Debugging evaluation results with TruLens Hotspots¶
This notebook is a companion notebook to a general notebook showcasing TruLens using the Summeval benchmark. It can be run as a follow-up, but we will just copy all the relevant code from that notebook.
import os
os.environ["OPENAI_API_KEY"] = "sk-..."
os.environ["HUGGINGFACE_API_KEY"] = "hf_..."
import pandas as pd
file_path_dev = "dialogsum.dev.jsonl"
dev_df = pd.read_json(path_or_buf=file_path_dev, lines=True)
from trulens.apps.custom import TruCustomApp
from trulens.apps.custom import instrument
import openai
class DialogSummaryApp:
def __init__(self):
self.client = openai.OpenAI()
@instrument
def summarize(self, dialog):
summary = (
self.client.chat.completions.create(
model="gpt-4o",
messages=[
{
"role": "system",
"content": """Summarize the given dialog into 1-2 sentences based on the following criteria:
1. Convey only the most salient information;
2. Be brief;
3. Preserve important named entities within the conversation;
4. Be written from an observer perspective;
5. Be written in formal language. """,
},
{"role": "user", "content": dialog},
],
)
.choices[0]
.message.content
)
return summary
from trulens.core import TruSession
from trulens.dashboard import run_dashboard
session = TruSession()
session.reset_database()
# If you have a database you can connect to, use a URL. For example:
# session = TruSession(database_url="postgresql://hostname/database?user=username&password=password")
run_dashboard(session, force=True)
from trulens.core import Feedback
from trulens.feedback import GroundTruthAgreement
golden_set = (
dev_df[["dialogue", "summary"]]
.rename(columns={"dialogue": "query", "summary": "response"})
.to_dict("records")
)
from trulens.core import Select
from trulens.providers.huggingface import Huggingface
from trulens.providers.openai import OpenAI
provider = OpenAI(model_engine="gpt-4o")
hug_provider = Huggingface()
ground_truth_collection = GroundTruthAgreement(golden_set, provider=provider)
f_groundtruth = Feedback(
ground_truth_collection.agreement_measure, name="Similarity (LLM)"
).on_input_output()
# let's focus on Comprehensiveness
f_rouge = Feedback(ground_truth_collection.rouge).on_input_output()
f_comprehensiveness = (
Feedback(
provider.comprehensiveness_with_cot_reasons, name="Comprehensiveness"
)
.on(Select.RecordInput)
.on(Select.RecordOutput)
)
app = DialogSummaryApp()
tru_recorder = TruCustomApp(
app,
app_name="Summarize",
app_version="v1",
feedbacks=[
f_groundtruth,
f_comprehensiveness,
f_rouge,
],
)
from tenacity import retry
from tenacity import stop_after_attempt
from tenacity import wait_random_exponential
@retry(wait=wait_random_exponential(min=1, max=60), stop=stop_after_attempt(6))
def run_with_backoff(doc):
return tru_recorder.with_record(app.summarize, dialog=doc)
for i, pair in enumerate(golden_set):
llm_response = run_with_backoff(pair["query"])
if i % 25 == 0:
print(f"{i+1} {llm_response[0][:30]}...")
Time for hotspots!¶
You need to wait a little bit to check whether all evaluations have been done.
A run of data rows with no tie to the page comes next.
PR #3599, opened 2023-08-02
Endless Whispers and similar

### LINKED ISSUE #1233: EffectOwner$ use is sometimes problematic
An example would be the delayed trigger from _Endless Whispers_:
_Nimble Obstructionist_ allows you to counter it, but you should still be the controller

(Currently you might not be able to target it, but that is a different problem: #1229)

Also it's missing `OneOff$` to prevent it from triggering again after it gets countered. [^1]

For these reasons it might be cleaner to rewrite such cards into DelayedTrigger directly?

[^1]: _Teferi's Time Twist_ also has that problem (if it wouldn't be missing `Duration$ Permanent` anyway), but that param can't be used there because the RE needs to stay

Northmoc:
- closes #1233


forge-gui/res/cardsfolder/q/quenchable_fire.txt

Be patient, it might take a couple of minutes. You can check that in the TruLens dashboard (see the link at the beginning of the output for the previous cell).
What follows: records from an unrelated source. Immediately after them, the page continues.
PR #3844, opened 2023-10-02
Some tweaks related to KW costs

tool4ever:
- Fix missing ChangesZoneAll trigger for Offering/Emerge/Aura swap
- Fix so spell copies can find objects that convoked original


tool4ever:
While Offering might still be improved in the future this should help for now

Agetian (approved):

PR #3856, opened 2023-10-06
Adventure - Graveyard map tweaks

jjayers99:
Minor visual updates, blocked off area that looked as though it could have been the map exit, opened blocked pathway to the top left section of map.


Simisays:
👍

PR #3887, opened 2023-10-11
Add back faced cards to writeDeckHtml

karlek:
First: super cool project!

When printing a deck from forge-desktop-gui, cards with back faces were not fully represented. This simple PR, simply adds back faced cards to the output of `DeckHtmlSerializer.writeDeckHtml`.

/ Henry


tool4ever (approved):
thanks

It'd be interesting to know if this feature actually still works for you, seems like the URLs end up slightly wrong?

In either case this seems good to have

karlek:
Yeah, they don't work right away. But I usually patch the output html with a few sed replacements:

```bash
sed -i 's#https://downloads.cardforge.org/images#http://localhost:8000#g' proxy.html
sed -i 's#.full.#.fullborder.#g' proxy.html
cd ~.cache/forge/pics && python3 -m http.server
```

PR #3890, opened 2023-10-12
day_of_the_moon.txt and support/refactor in NameCard

Northmoc:


tool4ever:
Meh, not too thrilled this got done (meaning foremost the card, not the script)

If only they templated it more in the "Note ..." kind of style, especially with _The Toymaker's Trap_ needing the same kind of treatment for ChosenNumber... 🤹 

The extra cleanup sure feels awkward, though I don't have a better idea at this point

Agetian (approved):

When all or most evaluations are done (some might be missing, no problem), you can run Hotspots:
# !pip install trulens-hotspots
from trulens.hotspots.tru_hotspots import get_hotspots
hotspots_df = get_hotspots(session, feedback="Comprehensiveness")
hotspots_df
(If you see a warning about >200 samples without a score, please wait more and re-run the above cell.)
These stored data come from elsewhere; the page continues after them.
Issue #3790, opened 2023-09-18
AI makes Mite token in response but they can't block


Hanmac:
i noticed multiple times that AI was trying to create Mite token in response to an Attack

but totally didn't notice that these Token can't block

Agetian:
I'm currently investigating the issue with the AI creating a Phyrexian Mite token in response to an attack. It looks like CombatUtil.cantBlock doesn't account for the possibility of a static ability implementation of this, and I don't see an easy way to check for its presence... What would be the preferred way to test for a CantBlockBy static? Should I iterate over all possible attackers and test whether the static applies? That might be a bit expensive performance-wise. Another issue is that this kind of check doesn't seem to work for hypothetical conditions (e.g. a card object that doesn't exist on the battlefield yet), which complicates matters further, since we want to test the token before it's spawned on the battlefield. Assistance is needed with this, as it prevents from using the CantBlockBy / CantBlock static more extensively without breaking the AI.

Hanmac:
@Agetian possible easy fix:
add attacker and blocker to the cards checked by 
https://github.com/Card-Forge/forge/blob/7c303d2fb9ce7439a4f1600789a6d63f9b2835c0/forge-game/src/main/java/forge/game/staticability/StaticAbilityCantAttackBlock.java#L147

with that, it should be able for the AI to use LKI of the possible token to check against?

Agetian:
Umm, how exactly? I tried looking at that spot before but haven't found a working way to integrate it there... :/

Hanmac:
Like this

https://github.com/Card-Forge/forge/blob/7c303d2fb9ce7439a4f1600789a6d63f9b2835c0/forge-game/src/main/java/forge/game/staticability/StaticAbilityCantBeCast.java#L44-47

Agetian:
Yes, pretty much, I did a similar thing there.

Hanmac:
[...]

PR #3891, opened 2023-10-13
Cleanup fixes

### LINKED ISSUE #3886: Immobilizer Eldrazi rulings not correctly applied
**Describe the bug**
According to the [rulings](https://gatherer.wizards.com/pages/card/Details.aspx?multiverseid=407607) `Immobilizer Eldrazi`'s ability should check for power and toughness when you declare blockers however it seems to check it as the ability resolves.

**To Reproduce**
1. Begin the puzzle `Perplexing Chimera (GatheringMagic.com) 012616 - Sucker Punch`
2. You should be in the attack phase of your opponent
3. During the attack phase of your opponent do the following:
      a. Cast `Sweep Away` using `1UR` targetting opponent's attacking `Mountain` and choosing to put it into their library.
      b. Cast `Dimensional Infiltrator` using `U`. Before it resolves cast `Abstruse Interference` using `U` and `Hedron Crawler`'s ability targetting the `Dimensional Infiltrator`.
      c. Let `Kozilek's Sentinel` trigger resolve so it becomes a `2/4`.
      d. Let `Abstruse Interference` resolve but pay `R` so `Dimensional Infiltrator` doesn't get counter.
      e. Let `Kozilek's Sentinel` trigger resolve so it becomes a `3/4`.
      f. Finally let `Dimensional Infiltrator` resolve.
      g. Using `R` and `Cultivator Drone`'s ability, activate `Dimensional Infiltrator`'s ability. The card on top of your opponent's library is a `Mountain` and we can return `Dimensional Infiltrator` to our hand.
      h. Finally, cast `Dimensional Infiltrator` again and let everything resolve. Your `Kozilek's Sentinel` should now be a `4/4`.
4. Move to the `Declare Blockers` phase and try to block any creature with `Kozilek's Sentinel`.
5. `Kozilek's Sentinel` is not able to block any creature.

**Expected behavior**
`Kozilek's Sentinel` is now a `4/4` and should be able to block even though it was a `1/4` when `Immobilizer Eldrazi`'s ability was activated.

**Desktop**
 - OS: MacOs
 - Browser: chrome (not sure why this matters)
 - Version: mtg forge 1.6.59

**Additional context**
I assume there are many ways to hit this issue, I just found it during the puzzle.

tool4ever:
- Closes #3886

- Fix _Vodalian War Machine_ trigger not counting Merfolk if its abilities get countered


forge-gui/src/main/java/forge/player/PlayerControllerHuman.java
```diff
@@ -448,11 +448,12 @@ public Integer announceRequirements(final SpellAbility ability, final String ann
         boolean canChooseZero = true;
         Cost cost = ability.getPayCosts();
 
+        if (ability.hasParam("XMaxLimit")) {
```
Hanmac, line 451: XMaxLimit should only apply when announce = X ?

forge-gui/res/cardsfolder/i/immobilizer_eldrazi.txt
```diff
@@ -3,6 +3,7 @@ ManaCost:1 R
 Types:Creature Eldrazi Drone
 PT:2/1
 K:Devoid
-A:AB$ PumpAll | Cost$ 2 C | ValidCards$ Creature.powerLTtoughness | KW$ HIDDEN CARDNAME can't block. | SpellDescription$ Each creature with toughness greater than its power can't block this turn.
```
Hanmac, line 6: `HIDDEN CARDNAME can't block.` needs to be removed from other cards too

tool4ever: I know but too many for now especially since AI logic depends on it

forge-gui/src/main/java/forge/player/PlayerControllerHuman.java
tool4ever: Hmn, I kind of wanted to avoid the extra code for _Tranquil Frillback_
Don't think it's possible for another Announce to get mixed there? 🤔

Hanmac: it might be confusing to use XMaxLimit for something not named X

forge-gui/res/cardsfolder/e/elvish_vatkeeper.txt
```diff
@@ -5,7 +5,7 @@ PT:3/3
 T:Mode$ ChangesZone | Origin$ Any | Destination$ Battlefield | ValidCard$ Card.Self | Execute$ TrigIncubate | TriggerDescription$ When CARDNAME enters the battlefield, incubate 2. (Create an Incubator token with two +1/+1 counters on it and "{2}: Transform this artifact." It transforms into a 0/0 Phyrexian artifact creature.)
 SVar:TrigIncubate:DB$ Incubate | Amount$ 2
 A:AB$ SetState | Cost$ 5 | TgtPrompt$ Select target Incubator token you control | ValidTgts$ Incubator.token+YouCtrl | Mode$ Transform | SubAbility$ DBDouble | SpellDescription$ Transform target Incubator token you control.
-SVar:DBDouble:DB$ MultiplyCounter | Defined$ Targeted | CounterType$ P1P1 | SpellDescription$ SpellDescription | SpellDescription$ Double the number of +1/+1 counters on it.
+SVar:DBDouble:DB$ MultiplyCounter | Defined$ Targeted | CounterType$ P1P1 | SpellDescription$ Double the number of +1/+1 counters on it.
```
Northmoc, line 8: probably `StackDescription$ SpellDescription` was what it was supposed to be

forge-gui/src/main/java/forge/player/PlayerControllerHuman.java
Northmoc: Yes, seems this would work. The param name is just a bit unintuitive

forge-gui/res/cardsfolder/upcoming/tempest_hart_scan_the_clouds.txt
```diff
@@ -14,6 +14,6 @@ ALTERNATE
 Name:Scan the Clouds
 ManaCost:1 U
 Types:Instant  Adventure
```
Northmoc, line 16: looks like a spacing issue here too

forge-gui/res/cardsfolder/v/vodalian_war_machine.txt
```diff
@@ -3,9 +3,11 @@ ManaCost:1 U U
 Types:Creature Wall
 PT:0/4
 K:Defender
-A:AB$ Effect | Cost$ tapXType<1/Merfolk> | RememberCostCards$ True | StaticAbilities$ CanAttack | SpellDescription$ CARDNAME can attack this turn as though it didn't have defender.
+T:Mode$ AbilityCast | ValidCard$ Card.Self | Static$ True | Execute$ TrigStore
+SVar:TrigStore:DB$ Pump | RememberObjects$ TriggeredSpellAbility>TappedCards
```
Northmoc, line 7: shouldn't it also forget at end of turn?

Say you activate some abilities on your turn, then on opponent's turn they kill the VWM... in this case it would destroy the tapped merfolk even though they weren't tapped "this turn", right?

forge-gui/res/cardsfolder/e/elvish_vatkeeper.txt
tool4ever: I checked and the autobuilt looked fine

forge-gui/res/cardsfolder/v/vodalian_war_machine.txt
tool4ever: it has static phase cleanup trigger (still problematic but it is what it is)

Northmoc: heh, I just missed that in the soup

forge-gui/res/cardsfolder/i/immobilizer_eldrazi.txt
Agetian: Yeah, CARDNAME can't block is a tricky case (as outlined in #3790) - the AI can only detect inability to block through this pseudo-keyword. The (proper?) static ability application of can't block currently causes issues for the AI that I haven't yet found a way to resolve. Changing all the cards to a CantBlock static will require a certain rework of the AI since otherwise it'll break AI determining whether something can or can't block completely.

Agetian: (Addendum: assistance is definitely needed with that, as I've tried a few different things in the past but none of them did the trick :/ )

forge-gui/src/main/java/forge/player/PlayerControllerHuman.java
tool4ever: Alright, guess I'll just switch back to the previous solution to be on the safe side
no big deal anyway

Agetian (approved):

The exact table will depend on your particular run, for this particular one (see screenshot below), it turned out that, perhaps unsurprisingly, long inputs are a challange. The comprehensive score is 17 pp. worse than for short inputs. Short and long outputs are problematic as well. Another interesting observation is that, for instance, inputs with "can" and "There" are unusually hard when you try to generate a comprehensive summary. If we somehow fixed the problem, we would get, respectively, +4 pp and +1 pp in the overall score.